1 ounce or 2-inch knob fresh ginger, peeled and roughly chopped

1 vanilla bean, sliced down the middle horizontally

10 star anise

1 tablespoon apple pectin (optional)

1/2 cup sugar


To make the Fruit Soup: Combine the orange juice, water, ginger, vanilla bean, and star anise in a medium-size saucepan and bring to a boil. Remove from the heat and let sit at room temperature for about 45 minutes. Strain through a fine mesh sieve and return to the saucepan. Combine the apple pectin (if using) and sugar, then whisk into the soup. Return to the heat and simmer, whisking, for 1 minute. Remove the pot from the heat, transfer the soup to another container and chill.

Toasted Nut Tuile

1/3 cup macadamia nuts, cut into quarters

1/4 cup pine nuts

1 cup sugar

1/3 cup water

1/4 teaspoon cream of tartar

1/4 cup finely ground pistachios


To make the Toasted Nut Tuile: Preheat oven to 300 degrees F. Toast the macadamia nuts and pine nuts on a baking sheet in the oven for about 3 to 4 minutes, or until golden brown; cool. Increase oven temperature to 320 degrees F. In a small saucepan over high heat, combine the sugar, water, and cream of tartar. Checking the mixture with a candy thermometer, bring the mixture up to 329 degrees F (165 degrees C). Remove from the heat, pour onto a baking sheet lined with a Silpat, and cool completely. When the mixture is completely hardened, break into chunks and blend in a food processor until it turns to a fine powder. Sprinkle the powder in one even layer with a small sieve into 1 x 3-inch rectangular molds on a baking sheet lined with Silpat. Bake for 5 to 8 minutes, or until the powder melts into a clear liquid. Remove from the oven and while still hot, place two macadamia nuts, three pine nuts, and a sprinkling of ground pistachio on top of each tuile; cool and set aside.

Pineapple Chips

1/2 pineapple (reserved from Fruit Salad)

1/4 cup powdered sugar


To make the Pineapple Chips: Preheat oven to 210 degrees F. Slice the pineapple paper-thin laterally using a professional slicing machine. (If you do not have access to one, you can use a very sharp serrated knife, making slices as thin as possible.) Using a sugar sifter, sprinkle a thin layer of powdered sugar on top of a nonstick baking sheet, or on a regular baking sheet sprayed with nonstick spray; arrange the pineapple slices in one layer. Sprinkle lightly with powdered sugar. Place another nonstick baking sheet on top, or another regular baking sheet that has been lightly sprayed with nonstick spray on the bottom. (This will prevent the pineapple chips from curling during baking.) Bake 2-1/2 hours, or until the chips are completely dry and crispy.

Fruit Salad

6 mandarin oranges

5 blood oranges (or navel oranges can be substituted)

2 grapefruit

1 pineapple (half reserved for Pineapple Chips)

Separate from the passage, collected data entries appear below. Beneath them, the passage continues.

PR #428, opened 2026-06-02
l4proxy: add weighted load balancing

tannevaled:
## What

Adds weighted load balancing to the layer4 proxy:

- **`Upstream.Weight`** (Caddyfile: `weight <int>` inside an `upstream` block). A value `<= 0` is treated as `1`.
- **`weighted_round_robin`** selection policy — smooth weighted round-robin (the same algorithm nginx uses), skipping unavailable peers.

Existing selection policies and configurations are unaffected.

Example:

```
proxy {
	lb_policy weighted_round_robin
	upstream 10.0.0.1:5432 { weight 3 }
	upstream 10.0.0.2:5432 { weight 1 }
}
```

## Why

Backends rarely have identical capacity. Weighted round-robin lets a bigger node take proportionally more traffic — one of HAProxy's most-used features, and something layer4's existing policies (random / round_robin / least_conn / first / ip_hash) couldn't express.

## Tests

`weighted_test.go`: exact proportional distribution over a full WRR period, default-to-1 behavior, skipping unavailable upstreams, all-down returns nil, and Caddyfile parsing (policy + `weight`, happy + error paths). `go test ./modules/l4proxy/` passes; `gofmt` / `go vet` / `golangci-lint` clean.

### DIFF
--- a/docs/handlers/proxy.md
+++ b/docs/handlers/proxy.md
@@ -72,7 +72,9 @@ Load balancing options include `lb_policy`, `lb_try_duration` and `lb_try_interv
   - `random_choose` is a policy that selects two or more available hosts at random, then chooses the one with
     the least load (Caddyfile syntax is `random_choose [<int>]` with the argument setting the count of available
     hosts to be chosen at random before considering their load);
-  - `round_robin` is a policy that selects an upstream based on round-robin ordering.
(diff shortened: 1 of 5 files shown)


vnxme:
It looks good to me as well -- thank you, @tannevaled!

PR #431, opened 2026-06-02
l4proxy: add Prometheus metrics

tannevaled:
## What

Adds Prometheus metrics to the layer4 proxy, which previously exposed none:

- `caddy_layer4_proxy_connections_total{upstream}` — counter of proxied connections
- `caddy_layer4_proxy_active_connections{upstream}` — gauge of in-flight proxied connections
- `caddy_layer4_proxy_upstream_healthy{upstream}` — gauge (1/0) reflecting active health-check state

## Why

Observability is the one big thing the L4 proxy lacked versus more mature TCP load balancers — no way to see connection counts or upstream health from metrics. These three cover the basics (load + health) per upstream.

## Notes (re: de-duplication)

This deliberately does **not** copy the HTTP server's metrics code — it uses the same *mechanism* (`ctx.GetMetricsRegistry()` + `promauto.With(registry)`), so collectors live on the per-instance registry, reset cleanly across reloads, and surface on the existing admin `/metrics` endpoint. Updates are nil-safe (a never-provisioned handler doesn't panic). Labels are kept to a single `upstream` to bound cardinality; happy to adjust names/labels to your conventions.

## Tests

`metrics_test.go`: counter/gauge increments and the open/close lifecycle, the health gauge, nil-safety, and that an active health check sets the health gauge to 0 (dead peer) and 1 (live listener). `go test ./modules/l4proxy/` passes; `gofmt` / `go vet` / `golangci-lint` clean. go.mod change is just promoting `prometheus/client_golang` from indirect to direct.

### DIFF
--- a/docs/handlers/proxy.md
+++ b/docs/handlers/proxy.md
@@ -9,6 +9,16 @@ title: Proxy Handler
 The Proxy handler implements a layer 4 proxy capable of multiple upstreams with load balancing and health checks.
 This handler is at the core of the package functionality and supports both TCP and UDP.
 
+## Metrics
+
+The handler exposes Prometheus metrics on the instance metrics registry (served by Caddy's admin `/metrics`
+endpoint), labeled by `upstream`:
+
+- `caddy_layer4_proxy_connections_total` — counter of connections proxied to an upstream;
+- `caddy_layer4_proxy_active_connections` — gauge of connections currently being proxied to an upstream;
+- `caddy_layer4_proxy_upstream_healthy` — gauge that is `1` when an upstream is healthy and `0` when it is down,
+  as determined by active health checks.
+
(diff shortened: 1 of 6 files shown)


mholt:
Thank you for all your contributions lately. I imagine you're using an LLM to assist?

We will look at them soon!

tannevaled:
Hi @mholt — thanks for the kind note! Yes, co-authored with Claude Opus 4.8. I design, test, and review every change myself before submitting. These PRs implement features I'm missing downstream, so the work is purposeful and scoped. Happy to slow down if the review load is a concern — no rush on your side!

mholt (approved):
Thanks. I don't know much about metrics stuff, but happy to try this!

PR #432, opened 2026-06-02
l4postgres: add a Postgres TLS handler (terminate inbound + re-originate outbound)

tannevaled:
## What

Adds PostgreSQL STARTTLS support to `l4postgres`, in both directions:

- **Inbound — `postgres_starttls` handler**: reads the 8-byte `SSLRequest`, replies `S`, and hands off. Put a `tls` handler next to terminate TLS; the handlers/matchers that follow then see the **cleartext** startup message (`user`, `database`, `application_name`). It reuses the existing `tls` handler (no TLS code duplicated).
- **Outbound — `StartTLSClient(conn, *tls.Config)`**: re-originates TLS to a Postgres upstream that expects `sslmode != disable` (sends `SSLRequest`, expects `S`, performs a `tls.Client` handshake).

## Why

PostgreSQL doesn't begin TLS with a ClientHello — a libpq client sends `SSLRequest` and waits for `S`/`N` before the handshake (see #187). So the generic `tls` handler can't terminate a *classic* Postgres connection on its own. (PostgreSQL 17+ can negotiate TLS directly via ALPN `postgresql`, which the existing `tls` matcher/handler already covers — see `docs/examples/postgres-over-tls.md`; this handler is for the classic `SSLRequest` flow.)

Working example (verified by a `caddyfile_adapt` integration test in this PR):

```caddyfile
{
    layer4 {
        :5432 {
            @pg postgres
            route @pg {
                postgres_starttls
                tls
                proxy upstream.local:5432
            }
        }
    }
}
```

Once cleartext, this composes with content matchers such as those proposed in #188 — e.g. adding a `postgres { database acme }` matcher (from that PR) inside the route after `tls` to route by database. (#188 isn't merged, so it's intentionally left out of the example above.)

## Notes / design

- The **outbound** part is a self-contained function rather than wired into `l4proxy`, to avoid coupling the generic proxy to Postgres. It would slot in behind an opt-in upstream STARTTLS hook — happy to shape that in review, or split the outbound piece into its own PR. **Terminate-only** deployments (backend on a trusted/encrypted network) don't need the outbound side.

## Tests / docs

- `starttls_test.go`: inbound (replies `S` / rejects non-SSLRequest / read & write error branches), outbound (real TLS handshake against a self-signed test server / `N` refusal / write, reply-read, unexpected-reply, and handshake error branches), and Caddyfile parsing. **100% statement coverage** of the new code.
- `integration/caddyfile_adapt/gd_handler_postgres_starttls.caddytest`: verifies the example above adapts to the expected JSON.
- `docs/handlers/postgres_starttls.md`.
- `go test ./... -race`, `gofmt`, `go vet`, `golangci-lint` clean; no go.mod change.

Builds on #187 and complements #188.


vnxme:
Thank you for your latest contributions! Please add [integration tests](https://github.com/mholt/caddy-l4/tree/master/integration/caddyfile_adapt) and [documentation](https://github.com/mholt/caddy-l4/tree/master/docs/handlers). The [Postgres-over-TLS example](https://github.com/mholt/caddy-l4/blob/master/docs/examples/postgres-over-tls.md) may also require updating.

The config example in the why section above seems a bit strange - could you please explain why you need two `postgres` handlers? Neither do they exist, nor are they introduced by the PR -- or am I missing anything? Have you tested this code/example yourself?

tannevaled:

To make the Fruit Salad: Using a sharp paring knife, slice away and discard the peel of the mandarin oranges, blood oranges, and grapefruit, leaving only the flesh of the fruit and no white pith. Cut the citrus fruit into segments by slicing inward toward the center of the fruit on both sides of each segment; set aside. Cut the skin from the pineapple using a long serrated knife, first cutting off the top and bottom, and then slicing down the sides, following the shape of the pineapple, being careful not to remove too much of the flesh. Cut the pineapple in half widthwise and set aside one-half to make the Pineapple Chips. Cut the other half of the pineapple into 1/4‑inch dice, being careful not to use the core; set aside.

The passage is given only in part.